Intelligent Data Optimization
In TC-Iceberg, the process of automatically merging the data in ChangeStore into BaseStore is completed by the automatic optimization service. The automatic optimization service includes the following components:
1. Metrics Reporter: installed as a plugin in the computing engine (such as Spark/Flink). It generates metric events and reports them to the Optimizing Service when there are write/read operations on the table.
2. Optimizing Service: a management component of the merge service. It receives monitoring events reported by the Metrics Reporter, intelligently schedules optimization tasks based on the monitoring events, and hands them over to the Optimizer for execution.

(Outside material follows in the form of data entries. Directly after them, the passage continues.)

PR #467, opened 2020-03-09
images: store git HEAD info in the image

TomasTomecek:


TomasTomecek:
> Two extension (can be done later):
> 
>     * Can you please send that info to sentry during setup? https://docs.sentry.io/workflow/releases/?platform=python#configure-sdk (Or/and some sentry tags for that)
> 
>     * Can you please load and log that info during the startup so we can see that in the logs easily.

please create an issue for that, it doesn't seem to be trivial to implement right away

lachmanfrantisek:
> please create an issue for that, it doesn't seem to be trivial to implement right away

Ok, I'll create two good-first issues since it should be easy.

PR #468, opened 2020-03-09
Use project_dir variable in playbooks

lbarcziova:


TomasTomecek:
there 2 PRs in the merge queue atm, so rebasing is a thing :)

csomh:
Why do we need this change?

TomasTomecek:
for zuuuuuul

csomh:
> for zuuuuuul

Why? I tried to search for `project_dir` in the zuul docs, this repo and the Ansible docs, but didn't find anything that would explain what it does. Where does this variable even come from?

lbarcziova:
When we want to run some playbook from another repo, as we are doing [here](https://github.com/packit-service/ogr/blob/8fba377ad134d506d768f6981c6a5d7f54552b29/files/tasks/packit_reverse_dep_test.yaml#L17) , `zuul.project.src_dir` is then unknown and it fails.

TomasTomecek:
@csomh `project_dir` is our invention, everything in `zuul` dict is coming from zuul itself; in this PR, you can see that Laura sets project_dir to be populated with values from zuul and then uses it across playbooks - well done!

and that's literally what needs to be done: have the CI-related playbooks play well in the zuul environment

PR #475, opened 2020-03-09
more tests to exercise /packit comment parsing

TomasTomecek:


TomasTomecek:
> I think we should also add some cases where the comment ends or begins with a space, that is what caused the value error earlier today. (Now fixed)

good point, will add more then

3. Optimizer: the execution node of optimization tasks. It is dynamically scheduled by the Optimizing Service based on the load. It pulls optimization tasks from the Optimizing Service, executes them, and reports the execution results.
Currently, the optimization tasks executed on the automatic optimization service include:
1. File merging tasks: include merging data from ChangeStore into BaseStore, merging small files in BaseStore, and merging Delete File into Insert File.
2. Storage cleanup tasks: include automatic snapshot expiration, orphan file cleanup, data lifecycle management, and invalid Delete File cleanup.
3. Analysis acceleration tasks: include automatic data sorting, Bloom Filter/Bitmap secondary index creation, and Table Statistics/Partition Statistics creation.